▸ **Task item**: Nothing but a number should be given: how many lines in the listing contain the word "specifically".

+++ Data records

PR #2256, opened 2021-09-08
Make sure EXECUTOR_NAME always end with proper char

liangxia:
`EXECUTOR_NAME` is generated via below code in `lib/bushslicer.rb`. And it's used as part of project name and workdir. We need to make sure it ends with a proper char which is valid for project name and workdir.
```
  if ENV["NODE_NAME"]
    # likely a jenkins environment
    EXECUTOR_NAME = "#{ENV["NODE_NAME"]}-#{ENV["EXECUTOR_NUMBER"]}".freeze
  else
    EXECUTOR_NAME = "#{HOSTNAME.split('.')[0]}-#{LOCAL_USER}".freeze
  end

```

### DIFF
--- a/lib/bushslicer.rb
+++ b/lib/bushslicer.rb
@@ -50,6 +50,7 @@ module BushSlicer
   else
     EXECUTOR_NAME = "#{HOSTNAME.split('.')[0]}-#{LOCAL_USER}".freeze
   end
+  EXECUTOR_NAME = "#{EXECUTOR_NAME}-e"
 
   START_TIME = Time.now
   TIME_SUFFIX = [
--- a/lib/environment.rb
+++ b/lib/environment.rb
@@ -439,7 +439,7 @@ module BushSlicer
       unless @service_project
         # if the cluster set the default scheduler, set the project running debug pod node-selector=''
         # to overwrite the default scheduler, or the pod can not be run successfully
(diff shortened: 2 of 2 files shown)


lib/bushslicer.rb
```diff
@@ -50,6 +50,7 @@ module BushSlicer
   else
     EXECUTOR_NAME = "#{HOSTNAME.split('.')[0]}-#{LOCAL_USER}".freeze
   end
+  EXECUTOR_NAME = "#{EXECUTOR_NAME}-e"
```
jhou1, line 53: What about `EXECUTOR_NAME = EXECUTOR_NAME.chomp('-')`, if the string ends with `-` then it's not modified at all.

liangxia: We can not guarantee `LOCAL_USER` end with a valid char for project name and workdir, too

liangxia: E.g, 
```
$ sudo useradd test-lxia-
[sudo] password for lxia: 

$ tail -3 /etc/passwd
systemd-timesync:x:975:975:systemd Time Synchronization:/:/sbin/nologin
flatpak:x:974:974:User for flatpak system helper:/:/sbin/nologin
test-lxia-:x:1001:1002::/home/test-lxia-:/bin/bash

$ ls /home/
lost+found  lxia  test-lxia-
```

++++++
+++ Data records

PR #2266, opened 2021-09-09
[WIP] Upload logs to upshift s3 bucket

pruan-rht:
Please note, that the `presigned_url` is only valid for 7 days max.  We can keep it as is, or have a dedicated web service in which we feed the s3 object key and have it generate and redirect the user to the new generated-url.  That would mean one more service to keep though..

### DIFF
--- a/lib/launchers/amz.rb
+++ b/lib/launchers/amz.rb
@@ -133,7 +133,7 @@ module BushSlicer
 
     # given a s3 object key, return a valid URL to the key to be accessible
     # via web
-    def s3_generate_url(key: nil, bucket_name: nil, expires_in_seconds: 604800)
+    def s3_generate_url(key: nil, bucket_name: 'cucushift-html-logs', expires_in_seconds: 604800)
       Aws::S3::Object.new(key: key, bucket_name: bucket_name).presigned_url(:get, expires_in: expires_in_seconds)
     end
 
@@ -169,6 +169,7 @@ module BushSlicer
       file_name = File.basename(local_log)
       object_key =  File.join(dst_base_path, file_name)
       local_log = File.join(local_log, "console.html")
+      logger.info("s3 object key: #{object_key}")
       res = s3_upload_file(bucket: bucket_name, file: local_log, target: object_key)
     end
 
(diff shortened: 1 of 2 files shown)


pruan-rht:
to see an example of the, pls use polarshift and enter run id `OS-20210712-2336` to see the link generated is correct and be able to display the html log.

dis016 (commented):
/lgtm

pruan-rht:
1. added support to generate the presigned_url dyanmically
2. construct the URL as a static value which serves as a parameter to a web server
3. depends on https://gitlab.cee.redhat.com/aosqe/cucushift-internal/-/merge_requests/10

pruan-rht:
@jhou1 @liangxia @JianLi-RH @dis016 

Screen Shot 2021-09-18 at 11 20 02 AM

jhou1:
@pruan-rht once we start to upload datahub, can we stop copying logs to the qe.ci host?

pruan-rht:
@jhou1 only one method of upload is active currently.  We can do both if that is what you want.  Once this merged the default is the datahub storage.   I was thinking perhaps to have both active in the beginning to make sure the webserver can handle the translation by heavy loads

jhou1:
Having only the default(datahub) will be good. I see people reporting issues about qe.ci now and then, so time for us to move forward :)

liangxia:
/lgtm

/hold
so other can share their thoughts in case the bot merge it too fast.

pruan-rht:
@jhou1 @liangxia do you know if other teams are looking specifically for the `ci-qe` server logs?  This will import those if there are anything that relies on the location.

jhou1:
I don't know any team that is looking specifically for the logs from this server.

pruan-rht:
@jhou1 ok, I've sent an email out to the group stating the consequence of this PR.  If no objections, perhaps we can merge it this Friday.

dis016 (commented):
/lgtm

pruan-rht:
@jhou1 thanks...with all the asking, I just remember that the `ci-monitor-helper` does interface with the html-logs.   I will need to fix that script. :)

++++++

▸ **Expected answer**: 2